╭─ Information supplied
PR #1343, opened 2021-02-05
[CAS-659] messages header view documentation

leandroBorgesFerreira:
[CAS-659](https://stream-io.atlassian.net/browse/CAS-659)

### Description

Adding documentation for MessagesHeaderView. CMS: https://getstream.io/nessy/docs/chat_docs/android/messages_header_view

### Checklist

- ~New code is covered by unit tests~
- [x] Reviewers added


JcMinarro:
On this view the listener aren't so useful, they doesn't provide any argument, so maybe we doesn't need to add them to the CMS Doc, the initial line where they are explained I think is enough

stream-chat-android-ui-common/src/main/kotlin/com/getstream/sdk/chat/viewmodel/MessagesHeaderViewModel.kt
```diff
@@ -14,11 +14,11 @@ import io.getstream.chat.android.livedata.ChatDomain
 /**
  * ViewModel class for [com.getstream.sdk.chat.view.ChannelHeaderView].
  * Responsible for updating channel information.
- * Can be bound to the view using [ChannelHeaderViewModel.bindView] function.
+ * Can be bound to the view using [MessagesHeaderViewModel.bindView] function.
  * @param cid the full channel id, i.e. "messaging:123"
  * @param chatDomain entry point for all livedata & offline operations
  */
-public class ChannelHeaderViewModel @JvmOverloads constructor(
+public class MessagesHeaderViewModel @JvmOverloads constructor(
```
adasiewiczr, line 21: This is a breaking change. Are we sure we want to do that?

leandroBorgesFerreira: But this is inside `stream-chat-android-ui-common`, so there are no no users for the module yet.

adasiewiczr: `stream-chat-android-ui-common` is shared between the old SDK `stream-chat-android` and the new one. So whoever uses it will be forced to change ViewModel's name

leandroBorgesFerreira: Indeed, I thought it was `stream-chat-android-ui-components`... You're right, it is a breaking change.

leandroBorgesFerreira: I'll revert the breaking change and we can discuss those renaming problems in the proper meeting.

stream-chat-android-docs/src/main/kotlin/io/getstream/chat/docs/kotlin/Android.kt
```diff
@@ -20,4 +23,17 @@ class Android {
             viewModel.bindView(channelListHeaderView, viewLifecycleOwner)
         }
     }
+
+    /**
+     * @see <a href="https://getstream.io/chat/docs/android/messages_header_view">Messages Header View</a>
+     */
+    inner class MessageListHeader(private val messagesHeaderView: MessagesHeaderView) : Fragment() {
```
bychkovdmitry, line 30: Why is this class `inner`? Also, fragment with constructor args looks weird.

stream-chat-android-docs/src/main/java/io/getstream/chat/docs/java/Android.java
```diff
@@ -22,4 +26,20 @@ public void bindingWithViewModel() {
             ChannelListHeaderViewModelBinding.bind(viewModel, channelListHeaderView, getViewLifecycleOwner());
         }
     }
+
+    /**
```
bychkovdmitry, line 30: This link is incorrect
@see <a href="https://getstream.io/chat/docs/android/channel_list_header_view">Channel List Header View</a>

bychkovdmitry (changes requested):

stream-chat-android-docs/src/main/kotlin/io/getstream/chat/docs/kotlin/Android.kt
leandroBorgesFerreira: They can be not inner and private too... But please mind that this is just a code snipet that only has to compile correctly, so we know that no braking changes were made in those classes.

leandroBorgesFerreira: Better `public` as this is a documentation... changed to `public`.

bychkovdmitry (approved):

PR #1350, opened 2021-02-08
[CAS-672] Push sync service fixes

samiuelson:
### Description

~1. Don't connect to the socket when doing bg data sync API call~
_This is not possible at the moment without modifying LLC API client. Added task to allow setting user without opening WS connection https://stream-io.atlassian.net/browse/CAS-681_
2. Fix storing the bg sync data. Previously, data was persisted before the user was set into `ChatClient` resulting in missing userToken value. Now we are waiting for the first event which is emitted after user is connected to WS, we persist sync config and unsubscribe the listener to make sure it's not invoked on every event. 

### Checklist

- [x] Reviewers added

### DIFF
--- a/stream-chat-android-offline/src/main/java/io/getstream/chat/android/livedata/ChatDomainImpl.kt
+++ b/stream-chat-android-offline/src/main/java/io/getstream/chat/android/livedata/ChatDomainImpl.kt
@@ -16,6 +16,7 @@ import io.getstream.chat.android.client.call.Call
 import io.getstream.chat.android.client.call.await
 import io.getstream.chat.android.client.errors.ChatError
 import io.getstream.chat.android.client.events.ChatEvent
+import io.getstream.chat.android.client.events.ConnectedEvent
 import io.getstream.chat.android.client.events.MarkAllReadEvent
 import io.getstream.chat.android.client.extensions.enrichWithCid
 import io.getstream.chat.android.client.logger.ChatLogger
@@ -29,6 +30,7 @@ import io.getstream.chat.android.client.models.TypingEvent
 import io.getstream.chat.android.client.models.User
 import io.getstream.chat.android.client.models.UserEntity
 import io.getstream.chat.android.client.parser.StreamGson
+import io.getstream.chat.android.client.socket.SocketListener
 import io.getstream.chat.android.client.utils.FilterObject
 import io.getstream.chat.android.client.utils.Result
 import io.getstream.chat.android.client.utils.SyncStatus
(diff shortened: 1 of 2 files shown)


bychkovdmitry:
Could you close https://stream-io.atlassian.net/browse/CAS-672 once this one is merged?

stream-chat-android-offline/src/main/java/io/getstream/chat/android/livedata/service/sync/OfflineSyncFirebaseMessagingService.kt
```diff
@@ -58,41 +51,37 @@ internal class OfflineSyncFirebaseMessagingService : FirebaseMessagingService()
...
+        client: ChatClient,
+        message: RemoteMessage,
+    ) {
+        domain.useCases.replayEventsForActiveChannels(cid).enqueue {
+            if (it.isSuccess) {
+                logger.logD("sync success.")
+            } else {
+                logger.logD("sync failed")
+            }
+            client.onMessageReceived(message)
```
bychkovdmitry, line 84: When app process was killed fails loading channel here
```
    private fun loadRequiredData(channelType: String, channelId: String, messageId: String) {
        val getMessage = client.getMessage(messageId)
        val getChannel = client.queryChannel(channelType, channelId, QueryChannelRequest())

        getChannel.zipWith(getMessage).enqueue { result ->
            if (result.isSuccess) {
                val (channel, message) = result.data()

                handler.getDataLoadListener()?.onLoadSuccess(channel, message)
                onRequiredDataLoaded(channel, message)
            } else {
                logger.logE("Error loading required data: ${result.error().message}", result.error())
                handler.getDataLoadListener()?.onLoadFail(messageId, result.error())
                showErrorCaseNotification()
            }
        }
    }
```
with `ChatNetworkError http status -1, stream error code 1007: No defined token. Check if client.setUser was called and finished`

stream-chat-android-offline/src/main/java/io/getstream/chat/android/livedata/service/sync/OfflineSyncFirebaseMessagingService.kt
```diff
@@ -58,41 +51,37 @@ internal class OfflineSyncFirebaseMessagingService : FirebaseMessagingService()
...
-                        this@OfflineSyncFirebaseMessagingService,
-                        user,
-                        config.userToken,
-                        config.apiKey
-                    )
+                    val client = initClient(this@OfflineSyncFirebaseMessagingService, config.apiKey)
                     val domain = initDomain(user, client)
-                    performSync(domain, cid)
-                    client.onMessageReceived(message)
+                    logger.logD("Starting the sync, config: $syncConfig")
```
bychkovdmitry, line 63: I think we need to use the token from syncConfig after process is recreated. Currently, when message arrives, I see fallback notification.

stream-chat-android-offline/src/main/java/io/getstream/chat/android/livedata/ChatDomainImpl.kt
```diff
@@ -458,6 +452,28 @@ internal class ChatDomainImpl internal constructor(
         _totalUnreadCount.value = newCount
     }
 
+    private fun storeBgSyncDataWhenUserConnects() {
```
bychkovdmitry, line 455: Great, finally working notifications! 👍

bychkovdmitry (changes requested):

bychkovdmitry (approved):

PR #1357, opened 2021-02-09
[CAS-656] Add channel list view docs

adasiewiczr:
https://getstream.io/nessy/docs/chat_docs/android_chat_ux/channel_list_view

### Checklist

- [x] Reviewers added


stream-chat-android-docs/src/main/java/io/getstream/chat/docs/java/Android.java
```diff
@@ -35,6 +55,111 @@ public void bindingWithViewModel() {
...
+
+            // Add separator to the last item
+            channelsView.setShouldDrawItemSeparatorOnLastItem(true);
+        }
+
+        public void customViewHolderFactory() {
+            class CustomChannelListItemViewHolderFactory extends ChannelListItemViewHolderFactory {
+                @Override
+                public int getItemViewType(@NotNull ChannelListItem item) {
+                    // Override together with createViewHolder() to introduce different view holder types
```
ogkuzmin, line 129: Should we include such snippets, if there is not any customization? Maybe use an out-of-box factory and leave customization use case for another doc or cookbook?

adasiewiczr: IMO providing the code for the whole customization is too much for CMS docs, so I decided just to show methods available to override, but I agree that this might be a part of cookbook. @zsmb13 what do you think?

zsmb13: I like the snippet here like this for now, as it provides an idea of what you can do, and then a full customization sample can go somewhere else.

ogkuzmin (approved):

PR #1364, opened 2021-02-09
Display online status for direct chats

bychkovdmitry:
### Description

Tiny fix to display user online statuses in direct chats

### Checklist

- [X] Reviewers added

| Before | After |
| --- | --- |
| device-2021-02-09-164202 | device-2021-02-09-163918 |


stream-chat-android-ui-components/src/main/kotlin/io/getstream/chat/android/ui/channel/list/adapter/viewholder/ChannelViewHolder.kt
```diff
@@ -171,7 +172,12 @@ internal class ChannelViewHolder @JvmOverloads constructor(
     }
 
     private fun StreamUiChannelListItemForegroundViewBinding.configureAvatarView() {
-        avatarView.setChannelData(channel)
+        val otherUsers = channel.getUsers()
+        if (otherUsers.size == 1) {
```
╰─
§ **Task item**: From the entries above, copy every line that holds the word "ChannelHeaderViewModel".

§ **Response box**:
- * Can be bound to the view using [ChannelHeaderViewModel.bindView] function.
-public class ChannelHeaderViewModel @JvmOverloads constructor(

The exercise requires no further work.